Source material:
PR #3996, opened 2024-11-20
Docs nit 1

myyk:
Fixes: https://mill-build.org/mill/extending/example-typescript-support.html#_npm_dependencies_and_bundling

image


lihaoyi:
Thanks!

--

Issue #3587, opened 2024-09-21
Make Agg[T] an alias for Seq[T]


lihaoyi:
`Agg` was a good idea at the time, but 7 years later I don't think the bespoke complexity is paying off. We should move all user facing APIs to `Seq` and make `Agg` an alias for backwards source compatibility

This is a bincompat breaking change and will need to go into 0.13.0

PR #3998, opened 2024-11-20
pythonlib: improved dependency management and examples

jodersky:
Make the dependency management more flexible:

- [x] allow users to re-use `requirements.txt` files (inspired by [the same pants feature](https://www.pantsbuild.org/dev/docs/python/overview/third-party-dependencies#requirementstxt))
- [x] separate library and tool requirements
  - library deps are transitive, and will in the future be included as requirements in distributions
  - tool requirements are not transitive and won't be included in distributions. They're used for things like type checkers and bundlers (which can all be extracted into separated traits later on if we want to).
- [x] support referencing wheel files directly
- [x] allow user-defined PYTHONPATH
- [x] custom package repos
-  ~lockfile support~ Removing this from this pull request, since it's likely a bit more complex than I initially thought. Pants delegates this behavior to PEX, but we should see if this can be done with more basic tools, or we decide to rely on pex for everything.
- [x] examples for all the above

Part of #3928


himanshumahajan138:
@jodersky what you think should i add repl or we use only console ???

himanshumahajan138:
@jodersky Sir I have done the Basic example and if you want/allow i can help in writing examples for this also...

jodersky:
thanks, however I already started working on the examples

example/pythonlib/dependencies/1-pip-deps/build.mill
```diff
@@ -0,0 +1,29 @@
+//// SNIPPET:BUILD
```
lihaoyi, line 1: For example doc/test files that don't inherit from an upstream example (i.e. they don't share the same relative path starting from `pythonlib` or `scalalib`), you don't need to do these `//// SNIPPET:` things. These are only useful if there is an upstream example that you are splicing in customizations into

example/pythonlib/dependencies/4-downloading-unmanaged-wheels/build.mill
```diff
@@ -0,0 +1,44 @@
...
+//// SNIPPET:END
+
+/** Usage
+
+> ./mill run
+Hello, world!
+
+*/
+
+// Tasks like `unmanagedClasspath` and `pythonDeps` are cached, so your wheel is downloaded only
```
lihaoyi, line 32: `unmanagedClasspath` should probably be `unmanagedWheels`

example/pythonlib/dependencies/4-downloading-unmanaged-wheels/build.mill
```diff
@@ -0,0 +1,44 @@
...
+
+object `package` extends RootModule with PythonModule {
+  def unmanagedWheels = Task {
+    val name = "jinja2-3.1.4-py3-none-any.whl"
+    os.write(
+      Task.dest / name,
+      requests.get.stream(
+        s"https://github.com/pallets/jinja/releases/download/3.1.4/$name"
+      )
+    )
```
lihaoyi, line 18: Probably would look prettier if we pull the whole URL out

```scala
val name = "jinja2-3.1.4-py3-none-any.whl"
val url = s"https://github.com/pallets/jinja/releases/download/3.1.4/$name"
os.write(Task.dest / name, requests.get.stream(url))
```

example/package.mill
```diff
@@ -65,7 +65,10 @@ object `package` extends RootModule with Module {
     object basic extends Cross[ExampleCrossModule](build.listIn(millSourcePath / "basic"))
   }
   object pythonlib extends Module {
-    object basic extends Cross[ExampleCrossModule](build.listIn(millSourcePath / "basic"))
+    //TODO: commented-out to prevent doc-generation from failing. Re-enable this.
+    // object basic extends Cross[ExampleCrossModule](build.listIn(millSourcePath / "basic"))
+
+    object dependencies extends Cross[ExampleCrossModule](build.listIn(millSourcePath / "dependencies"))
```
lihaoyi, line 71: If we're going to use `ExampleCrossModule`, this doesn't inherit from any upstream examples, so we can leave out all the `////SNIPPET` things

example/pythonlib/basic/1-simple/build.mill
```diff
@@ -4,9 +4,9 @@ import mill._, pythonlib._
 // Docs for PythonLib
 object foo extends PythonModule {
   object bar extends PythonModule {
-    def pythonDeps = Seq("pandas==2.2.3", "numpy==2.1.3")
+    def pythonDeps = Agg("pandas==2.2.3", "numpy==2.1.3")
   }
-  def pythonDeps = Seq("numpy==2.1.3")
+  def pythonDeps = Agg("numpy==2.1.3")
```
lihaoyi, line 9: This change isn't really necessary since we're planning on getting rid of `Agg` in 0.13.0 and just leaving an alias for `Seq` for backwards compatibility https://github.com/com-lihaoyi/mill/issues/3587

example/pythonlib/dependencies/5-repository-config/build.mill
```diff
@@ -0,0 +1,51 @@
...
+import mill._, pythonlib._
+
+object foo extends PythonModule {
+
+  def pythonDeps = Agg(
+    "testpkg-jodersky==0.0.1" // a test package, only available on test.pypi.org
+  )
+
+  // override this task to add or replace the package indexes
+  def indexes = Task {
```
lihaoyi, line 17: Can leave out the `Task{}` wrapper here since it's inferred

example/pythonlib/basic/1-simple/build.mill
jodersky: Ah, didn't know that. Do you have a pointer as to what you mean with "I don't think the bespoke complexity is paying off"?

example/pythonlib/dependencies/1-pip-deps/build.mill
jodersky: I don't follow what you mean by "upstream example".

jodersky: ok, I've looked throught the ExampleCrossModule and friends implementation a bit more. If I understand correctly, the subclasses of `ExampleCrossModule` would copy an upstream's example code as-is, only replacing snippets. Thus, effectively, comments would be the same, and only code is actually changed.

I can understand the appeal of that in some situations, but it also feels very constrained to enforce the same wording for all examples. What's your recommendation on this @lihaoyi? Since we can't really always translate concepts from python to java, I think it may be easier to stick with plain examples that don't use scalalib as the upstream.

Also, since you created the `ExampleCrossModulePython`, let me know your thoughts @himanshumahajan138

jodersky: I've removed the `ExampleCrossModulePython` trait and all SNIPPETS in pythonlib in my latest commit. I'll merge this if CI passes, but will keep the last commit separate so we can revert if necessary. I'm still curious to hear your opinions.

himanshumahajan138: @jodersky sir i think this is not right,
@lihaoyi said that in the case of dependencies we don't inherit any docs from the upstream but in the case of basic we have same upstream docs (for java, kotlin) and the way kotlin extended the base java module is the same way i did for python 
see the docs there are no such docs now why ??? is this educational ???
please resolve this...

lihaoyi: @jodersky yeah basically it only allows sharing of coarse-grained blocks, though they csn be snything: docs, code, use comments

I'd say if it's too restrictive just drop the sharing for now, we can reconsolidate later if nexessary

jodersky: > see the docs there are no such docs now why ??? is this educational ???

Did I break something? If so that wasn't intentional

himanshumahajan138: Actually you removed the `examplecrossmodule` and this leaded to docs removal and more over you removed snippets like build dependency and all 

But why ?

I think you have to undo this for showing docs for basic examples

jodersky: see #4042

==

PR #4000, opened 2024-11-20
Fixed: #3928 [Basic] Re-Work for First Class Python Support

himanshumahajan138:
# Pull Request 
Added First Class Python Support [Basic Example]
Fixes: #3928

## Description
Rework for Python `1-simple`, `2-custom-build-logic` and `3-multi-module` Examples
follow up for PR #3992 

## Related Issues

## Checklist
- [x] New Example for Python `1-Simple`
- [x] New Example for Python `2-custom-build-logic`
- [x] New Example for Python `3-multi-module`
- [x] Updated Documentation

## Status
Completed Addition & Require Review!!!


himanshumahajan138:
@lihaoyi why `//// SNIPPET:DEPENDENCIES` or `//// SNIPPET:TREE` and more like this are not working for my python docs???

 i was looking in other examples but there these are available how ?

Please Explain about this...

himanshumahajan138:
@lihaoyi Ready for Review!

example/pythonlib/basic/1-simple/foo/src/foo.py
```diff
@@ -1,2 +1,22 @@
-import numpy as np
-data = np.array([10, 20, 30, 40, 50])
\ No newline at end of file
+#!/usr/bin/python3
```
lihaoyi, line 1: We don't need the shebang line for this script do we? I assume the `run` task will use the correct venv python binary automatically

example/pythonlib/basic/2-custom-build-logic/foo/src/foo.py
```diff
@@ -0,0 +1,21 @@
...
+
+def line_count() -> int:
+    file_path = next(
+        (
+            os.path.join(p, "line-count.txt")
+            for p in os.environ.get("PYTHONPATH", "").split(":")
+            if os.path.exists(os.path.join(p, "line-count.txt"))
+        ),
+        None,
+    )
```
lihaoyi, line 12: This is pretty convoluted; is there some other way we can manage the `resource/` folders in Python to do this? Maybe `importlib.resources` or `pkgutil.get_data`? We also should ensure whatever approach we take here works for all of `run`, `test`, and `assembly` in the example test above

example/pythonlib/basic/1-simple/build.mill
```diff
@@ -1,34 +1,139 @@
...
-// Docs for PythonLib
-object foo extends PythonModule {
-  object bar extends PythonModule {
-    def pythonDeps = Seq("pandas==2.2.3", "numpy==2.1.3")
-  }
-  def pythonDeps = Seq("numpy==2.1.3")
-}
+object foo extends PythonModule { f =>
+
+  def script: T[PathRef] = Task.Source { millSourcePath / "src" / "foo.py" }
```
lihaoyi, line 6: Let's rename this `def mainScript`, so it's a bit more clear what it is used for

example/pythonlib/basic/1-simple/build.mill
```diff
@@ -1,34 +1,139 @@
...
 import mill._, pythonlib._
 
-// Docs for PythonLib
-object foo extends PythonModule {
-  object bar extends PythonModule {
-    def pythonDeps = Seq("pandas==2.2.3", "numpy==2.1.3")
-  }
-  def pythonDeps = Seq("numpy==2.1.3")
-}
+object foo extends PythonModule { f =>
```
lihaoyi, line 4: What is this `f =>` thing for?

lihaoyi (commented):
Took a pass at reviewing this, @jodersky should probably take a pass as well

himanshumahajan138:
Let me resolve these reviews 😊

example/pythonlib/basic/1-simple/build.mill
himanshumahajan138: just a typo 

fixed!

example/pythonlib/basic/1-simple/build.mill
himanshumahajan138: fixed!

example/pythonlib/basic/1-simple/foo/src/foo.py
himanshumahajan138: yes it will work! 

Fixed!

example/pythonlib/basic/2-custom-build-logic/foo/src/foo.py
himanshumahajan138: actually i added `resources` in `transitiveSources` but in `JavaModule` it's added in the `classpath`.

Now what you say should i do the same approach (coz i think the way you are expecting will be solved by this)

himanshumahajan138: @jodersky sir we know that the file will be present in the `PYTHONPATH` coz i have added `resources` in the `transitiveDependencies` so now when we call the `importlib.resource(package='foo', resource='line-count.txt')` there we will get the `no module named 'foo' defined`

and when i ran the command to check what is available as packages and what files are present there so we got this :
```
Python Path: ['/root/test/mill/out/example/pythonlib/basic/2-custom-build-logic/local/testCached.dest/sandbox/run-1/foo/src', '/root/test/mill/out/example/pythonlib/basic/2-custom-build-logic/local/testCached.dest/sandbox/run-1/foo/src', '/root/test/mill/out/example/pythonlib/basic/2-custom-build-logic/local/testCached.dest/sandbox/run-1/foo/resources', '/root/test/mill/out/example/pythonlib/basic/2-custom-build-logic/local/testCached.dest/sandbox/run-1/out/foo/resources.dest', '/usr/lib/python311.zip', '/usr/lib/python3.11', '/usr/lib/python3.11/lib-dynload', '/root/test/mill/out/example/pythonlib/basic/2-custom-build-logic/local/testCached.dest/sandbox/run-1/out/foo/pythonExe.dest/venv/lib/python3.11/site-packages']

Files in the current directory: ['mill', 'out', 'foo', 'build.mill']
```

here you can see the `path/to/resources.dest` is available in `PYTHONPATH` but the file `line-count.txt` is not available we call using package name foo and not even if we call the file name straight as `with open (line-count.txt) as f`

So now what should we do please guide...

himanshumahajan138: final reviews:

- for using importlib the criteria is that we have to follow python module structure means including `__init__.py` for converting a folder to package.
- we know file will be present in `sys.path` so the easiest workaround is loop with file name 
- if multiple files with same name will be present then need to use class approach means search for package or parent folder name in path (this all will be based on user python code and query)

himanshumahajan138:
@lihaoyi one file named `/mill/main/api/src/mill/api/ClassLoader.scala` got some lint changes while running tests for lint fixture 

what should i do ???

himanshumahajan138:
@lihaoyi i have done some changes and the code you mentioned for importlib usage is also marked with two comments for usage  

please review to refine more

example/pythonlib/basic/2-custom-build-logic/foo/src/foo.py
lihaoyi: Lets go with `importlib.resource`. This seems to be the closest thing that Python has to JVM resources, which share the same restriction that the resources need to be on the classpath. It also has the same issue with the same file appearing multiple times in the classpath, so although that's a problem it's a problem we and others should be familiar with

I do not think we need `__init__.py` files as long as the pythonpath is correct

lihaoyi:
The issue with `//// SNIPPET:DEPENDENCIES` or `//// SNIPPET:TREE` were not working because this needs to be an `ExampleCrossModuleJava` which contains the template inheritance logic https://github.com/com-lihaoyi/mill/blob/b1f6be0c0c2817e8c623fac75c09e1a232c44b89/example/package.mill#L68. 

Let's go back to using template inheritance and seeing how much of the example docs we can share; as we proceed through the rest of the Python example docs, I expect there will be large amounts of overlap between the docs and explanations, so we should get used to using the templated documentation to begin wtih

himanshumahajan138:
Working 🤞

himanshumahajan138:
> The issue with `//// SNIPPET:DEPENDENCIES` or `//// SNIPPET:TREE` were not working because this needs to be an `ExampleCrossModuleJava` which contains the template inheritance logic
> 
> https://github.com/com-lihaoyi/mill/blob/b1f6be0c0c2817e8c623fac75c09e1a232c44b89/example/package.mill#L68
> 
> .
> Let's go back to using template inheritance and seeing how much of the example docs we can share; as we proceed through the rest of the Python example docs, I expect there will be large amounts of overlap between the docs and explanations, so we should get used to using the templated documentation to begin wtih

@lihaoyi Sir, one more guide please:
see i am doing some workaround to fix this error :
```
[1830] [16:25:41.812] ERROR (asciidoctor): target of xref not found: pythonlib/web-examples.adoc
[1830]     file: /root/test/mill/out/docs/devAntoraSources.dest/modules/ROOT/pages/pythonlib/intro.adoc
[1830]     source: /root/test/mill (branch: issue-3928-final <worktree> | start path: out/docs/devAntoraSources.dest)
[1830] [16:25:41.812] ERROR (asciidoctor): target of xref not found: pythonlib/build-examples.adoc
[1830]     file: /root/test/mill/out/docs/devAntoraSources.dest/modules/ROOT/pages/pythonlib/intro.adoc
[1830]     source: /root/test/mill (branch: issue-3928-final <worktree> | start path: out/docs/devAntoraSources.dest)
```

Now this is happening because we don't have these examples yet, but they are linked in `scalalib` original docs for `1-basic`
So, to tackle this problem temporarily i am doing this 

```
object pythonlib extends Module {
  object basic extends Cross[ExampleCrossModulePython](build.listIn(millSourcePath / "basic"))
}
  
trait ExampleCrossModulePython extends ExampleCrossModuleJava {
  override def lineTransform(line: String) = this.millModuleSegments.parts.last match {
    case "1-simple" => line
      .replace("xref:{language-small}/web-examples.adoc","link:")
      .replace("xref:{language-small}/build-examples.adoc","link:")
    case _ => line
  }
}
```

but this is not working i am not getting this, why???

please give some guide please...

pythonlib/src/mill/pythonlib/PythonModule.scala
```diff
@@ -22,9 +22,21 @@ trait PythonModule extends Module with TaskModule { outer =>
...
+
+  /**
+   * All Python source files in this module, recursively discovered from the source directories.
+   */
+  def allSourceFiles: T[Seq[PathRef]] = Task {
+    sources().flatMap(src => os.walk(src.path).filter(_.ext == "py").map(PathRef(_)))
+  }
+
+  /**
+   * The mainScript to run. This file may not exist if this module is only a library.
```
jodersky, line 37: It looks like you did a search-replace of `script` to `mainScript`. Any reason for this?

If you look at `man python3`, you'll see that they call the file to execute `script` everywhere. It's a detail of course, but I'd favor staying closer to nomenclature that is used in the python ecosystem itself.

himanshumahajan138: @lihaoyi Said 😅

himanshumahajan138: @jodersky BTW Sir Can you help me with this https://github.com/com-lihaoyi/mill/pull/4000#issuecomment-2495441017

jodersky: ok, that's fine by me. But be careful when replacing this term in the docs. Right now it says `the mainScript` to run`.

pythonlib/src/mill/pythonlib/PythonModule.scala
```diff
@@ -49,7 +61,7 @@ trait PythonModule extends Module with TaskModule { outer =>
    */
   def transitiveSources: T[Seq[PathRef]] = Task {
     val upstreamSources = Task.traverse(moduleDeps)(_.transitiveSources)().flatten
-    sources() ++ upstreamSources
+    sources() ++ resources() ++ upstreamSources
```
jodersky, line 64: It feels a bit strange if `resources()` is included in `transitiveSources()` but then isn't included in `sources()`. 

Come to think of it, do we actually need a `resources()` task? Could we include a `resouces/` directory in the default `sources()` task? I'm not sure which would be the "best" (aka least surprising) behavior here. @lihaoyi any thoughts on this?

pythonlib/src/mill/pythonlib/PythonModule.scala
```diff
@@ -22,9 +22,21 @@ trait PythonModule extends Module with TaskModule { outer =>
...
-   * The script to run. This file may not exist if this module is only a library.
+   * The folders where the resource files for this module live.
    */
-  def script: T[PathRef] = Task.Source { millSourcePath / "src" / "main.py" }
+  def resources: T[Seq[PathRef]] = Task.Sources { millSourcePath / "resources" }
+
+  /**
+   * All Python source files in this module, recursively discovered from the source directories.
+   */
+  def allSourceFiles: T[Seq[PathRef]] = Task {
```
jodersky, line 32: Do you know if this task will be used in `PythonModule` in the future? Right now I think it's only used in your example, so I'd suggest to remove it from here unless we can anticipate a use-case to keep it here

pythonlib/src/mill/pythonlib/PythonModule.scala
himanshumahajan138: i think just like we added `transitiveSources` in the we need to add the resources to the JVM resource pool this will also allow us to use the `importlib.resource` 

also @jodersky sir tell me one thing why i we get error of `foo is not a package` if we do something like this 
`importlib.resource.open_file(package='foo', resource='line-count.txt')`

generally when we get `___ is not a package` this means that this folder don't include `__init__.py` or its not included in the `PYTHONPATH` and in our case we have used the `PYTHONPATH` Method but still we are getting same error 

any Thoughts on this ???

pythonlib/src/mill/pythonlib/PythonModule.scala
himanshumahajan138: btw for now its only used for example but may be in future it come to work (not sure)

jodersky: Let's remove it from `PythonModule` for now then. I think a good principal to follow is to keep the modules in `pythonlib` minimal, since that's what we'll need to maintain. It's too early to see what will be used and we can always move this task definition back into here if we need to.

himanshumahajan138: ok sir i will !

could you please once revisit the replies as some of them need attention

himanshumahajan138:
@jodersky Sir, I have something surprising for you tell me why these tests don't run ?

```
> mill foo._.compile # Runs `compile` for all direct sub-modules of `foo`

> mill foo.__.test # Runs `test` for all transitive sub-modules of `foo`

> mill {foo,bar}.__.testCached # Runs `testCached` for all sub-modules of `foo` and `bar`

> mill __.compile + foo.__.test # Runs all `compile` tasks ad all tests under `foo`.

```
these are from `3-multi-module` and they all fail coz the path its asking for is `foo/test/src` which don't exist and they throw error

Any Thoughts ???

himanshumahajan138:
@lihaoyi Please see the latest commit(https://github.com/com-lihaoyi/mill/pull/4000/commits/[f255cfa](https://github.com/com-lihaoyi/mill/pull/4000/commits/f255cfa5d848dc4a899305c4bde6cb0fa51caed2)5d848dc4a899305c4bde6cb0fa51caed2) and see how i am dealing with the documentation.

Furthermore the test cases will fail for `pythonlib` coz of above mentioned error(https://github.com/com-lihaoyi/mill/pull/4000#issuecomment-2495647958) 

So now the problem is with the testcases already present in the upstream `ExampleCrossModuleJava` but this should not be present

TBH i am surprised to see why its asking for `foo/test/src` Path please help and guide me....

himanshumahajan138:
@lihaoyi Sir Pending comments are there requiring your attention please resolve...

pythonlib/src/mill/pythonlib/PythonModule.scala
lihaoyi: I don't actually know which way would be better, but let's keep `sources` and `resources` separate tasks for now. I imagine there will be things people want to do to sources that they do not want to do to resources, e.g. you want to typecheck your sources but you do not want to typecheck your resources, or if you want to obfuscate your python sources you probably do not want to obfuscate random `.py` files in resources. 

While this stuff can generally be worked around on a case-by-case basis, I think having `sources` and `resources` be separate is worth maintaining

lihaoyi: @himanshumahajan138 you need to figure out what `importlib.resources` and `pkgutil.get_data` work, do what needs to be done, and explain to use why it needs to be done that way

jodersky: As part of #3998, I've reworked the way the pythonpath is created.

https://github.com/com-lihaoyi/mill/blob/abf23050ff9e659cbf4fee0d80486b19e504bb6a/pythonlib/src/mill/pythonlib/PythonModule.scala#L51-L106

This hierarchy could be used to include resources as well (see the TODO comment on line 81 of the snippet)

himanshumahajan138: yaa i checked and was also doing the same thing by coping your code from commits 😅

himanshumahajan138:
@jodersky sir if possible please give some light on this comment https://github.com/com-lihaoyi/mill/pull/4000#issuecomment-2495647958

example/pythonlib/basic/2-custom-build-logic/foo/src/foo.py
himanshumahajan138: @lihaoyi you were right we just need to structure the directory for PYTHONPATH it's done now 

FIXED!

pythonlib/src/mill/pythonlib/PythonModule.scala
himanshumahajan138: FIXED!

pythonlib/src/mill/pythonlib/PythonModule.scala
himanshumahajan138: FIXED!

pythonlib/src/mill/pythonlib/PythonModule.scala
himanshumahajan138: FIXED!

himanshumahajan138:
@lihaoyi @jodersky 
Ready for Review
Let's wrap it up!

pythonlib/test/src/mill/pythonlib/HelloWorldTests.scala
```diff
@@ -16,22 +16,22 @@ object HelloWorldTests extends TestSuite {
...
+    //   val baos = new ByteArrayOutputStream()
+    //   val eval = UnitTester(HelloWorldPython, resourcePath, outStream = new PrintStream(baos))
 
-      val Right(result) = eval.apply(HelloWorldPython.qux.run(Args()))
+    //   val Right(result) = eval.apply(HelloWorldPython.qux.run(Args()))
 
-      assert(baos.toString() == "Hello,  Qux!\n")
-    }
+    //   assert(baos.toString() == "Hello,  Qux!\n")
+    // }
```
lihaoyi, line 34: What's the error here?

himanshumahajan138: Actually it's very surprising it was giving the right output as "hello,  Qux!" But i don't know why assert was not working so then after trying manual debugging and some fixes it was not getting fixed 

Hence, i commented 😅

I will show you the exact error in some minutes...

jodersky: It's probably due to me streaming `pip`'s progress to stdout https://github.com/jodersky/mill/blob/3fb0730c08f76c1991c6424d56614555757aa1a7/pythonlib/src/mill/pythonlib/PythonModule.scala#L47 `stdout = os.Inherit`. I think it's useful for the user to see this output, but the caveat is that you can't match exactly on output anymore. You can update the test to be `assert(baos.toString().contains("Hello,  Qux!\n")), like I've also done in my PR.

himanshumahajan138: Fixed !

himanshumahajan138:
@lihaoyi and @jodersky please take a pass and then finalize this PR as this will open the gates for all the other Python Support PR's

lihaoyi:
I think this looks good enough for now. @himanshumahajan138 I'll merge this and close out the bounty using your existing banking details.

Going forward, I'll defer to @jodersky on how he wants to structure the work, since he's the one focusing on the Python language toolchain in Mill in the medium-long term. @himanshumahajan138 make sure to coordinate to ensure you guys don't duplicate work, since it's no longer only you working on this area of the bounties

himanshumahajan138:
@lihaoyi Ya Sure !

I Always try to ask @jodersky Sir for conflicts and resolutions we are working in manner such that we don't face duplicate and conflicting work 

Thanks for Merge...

Exercise goal: Find every line in the records that has the word "assert". Copy those lines.

The completed task:
-      assert(baos.toString() == "Hello,  Qux!\n")
+    //   assert(baos.toString() == "Hello,  Qux!\n")
himanshumahajan138: Actually it's very surprising it was giving the right output as "hello,  Qux!" But i don't know why assert was not working so then after trying manual debugging and some fixes it was not getting fixed 
jodersky: It's probably due to me streaming `pip`'s progress to stdout https://github.com/jodersky/mill/blob/3fb0730c08f76c1991c6424d56614555757aa1a7/pythonlib/src/mill/pythonlib/PythonModule.scala#L47 `stdout = os.Inherit`. I think it's useful for the user to see this output, but the caveat is that you can't match exactly on output anymore. You can update the test to be `assert(baos.toString().contains("Hello,  Qux!\n")), like I've also done in my PR.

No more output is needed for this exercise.